Girl, 12, wins Queensland Supreme Court backing for abortion
A 12-year-old girl was forced to get permission from Queensland’s Supreme Court for an abortion.
A 12-year-old girl was forced to get permission from Queensland’s Supreme Court for an abortion after falling pregnant to another child.
The girl, identified in court documents only as “Q”, had spent a month seeking an abortion, first dealing with a GP, before seeing a social worker, two specialist obstetricians and a psychiatrist, before it was deemed a court order would be required under Queensland’s criminal laws.
She had fallen pregnant nine weeks earlier to a child of about the same age. The boy was unaware of the pregnancy, according to court documents.
Central Queensland public health workers took the matter to court after doctors, the girl and her parents all agreed that she was mature enough to consent to the abortion, and that continuing the pregnancy could cause her physical and emotional harm.
In a judgment delivered on April 20, but only published yesterday, the Supreme Court ordered that she be allowed to take the drugs Mifepristone and Misoprostol to terminate the pregnancy by April 23.

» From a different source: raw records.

Issue #340, opened 2016-07-29
improper slug on case-insensitive filesystems


hynkle:
On case-insensitive filesystems (e.g. OS X's default), it's possible for an incorrect slug for the current exercise to be gotten from the current working directory.

Suppose an exercise exists in `~/exercism/ruby/pangram`, but you got into that directory by doing `cd ~/exercism/Ruby/pangram`.  This causes the capitalized `Ruby` in the path to get used as the slug here in NewIteration: https://github.com/exercism/cli/blob/master/api/iteration.go#L106  I discovered this upon doing `exercism submit pangram.rb`, which caused an `unable to submit (HTTP: 400) - unknown problem (track: Ruby, slug: pangram, path: )` error.

(If you're wondering how anyone might have ever done this on accident:  My boyfriend's exercises path is ~/Documents/Code/exercism, and the capital D and C made him accidentally capitalize the other directory names as well while he was `cd`ing.)

I'm not super familiar with the exercism ecosystem, but if it's safe to assume that slugs will always be lowercase, a possible fix for this could be to use `ToLower` on the line linked above.

kytrinyx:
> possible fix for this could be to use ToLower on the line linked above.

Yepp—that's a safe assumption and a good solution. Thanks!

Tonkpils:
Are there currently or will there be any slugs with other casing as well? If not, we should ToLower on the slug as well.

PR #352, opened 2016-10-25
Fix case sensitivity on slug and track ID iteration.

Tonkpils:
fixes https://github.com/exercism/cli/issues/340


kytrinyx:
:heart: thank you!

If the drugs failed to cause the abortion, the court ordered that the pregnancy be terminated via surgery today. In an affidavit to the court, she said the pregnancy had been “very stressful”.
“She reports that ‘earlier this year and during periods of emotional distress’, she ran away from home, cut herself and attempted suicide on two occasions,” judge Duncan McMeekin said.

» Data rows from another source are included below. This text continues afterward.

PR #360, opened 2016-11-25
Gofmt for codegangsta/cli -> urfave/cli change

ferhatelmas:
Probably it should be done while rename was being done but here it is.


kytrinyx:
Ahhh, yepp. Thanks for catching that.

The girl had “significant difficulties in adjusting” to her parents’ separation, Justice McMeekin said, before citing a psychiatrist who examined her.
“I am concerned that, with her recent history of self-harm and thoughts of suicide, having to proceed with the pregnancy is likely to precipitate further similar decompensations in (the girl) and an increased risk of resuming patterns of self-harm,” the psychiatrist told the court.
Justice McMeekin said he sought evidence from the girl so that he was confident it was her own informed view the abortion go ahead. “Q’s consent to the procedures does not of course make them lawful … but (sections) 224 and 225 (of Queensland’s Criminal Code) still make those actions unlawful unless authorised or justified by law.”
He said the risk of harm to the girl meant that the court could legally order the abortion.
The Australian Christian Lobby’s Wendy Francis said “with adequate support” the child could deliver the baby and place it up for adoption. “There is also the question as to what responsibility there is to inform the father of the pregnancy,” she said.
James Cook University professor of obstetrics Caroline de Costa, an advocate for abortion law reform, said doctors were “being very cautious because of the way the law is written”.
“There is caution on the part of doctors in the case of a 12-year-old,” Dr de Costa said.
“Doctors intending to perform the procedure must now speak with the young woman and determine whether she is legally ... competent, whether she can make a decision herself about whether she should terminate the pregnancy or not.”
In 2008, a Queensland judge gave a pregnant 12-year-old girl, who had the intellect of a six-year-old, permission to undergo a late-term abortion.
Under Queensland law, it is illegal to administer a drug, use force or “any other means” while intending to procure an abortion. However, an abortion can be lawful if a doctor decides it is necessary to avoid danger to a woman’s mental and physical health.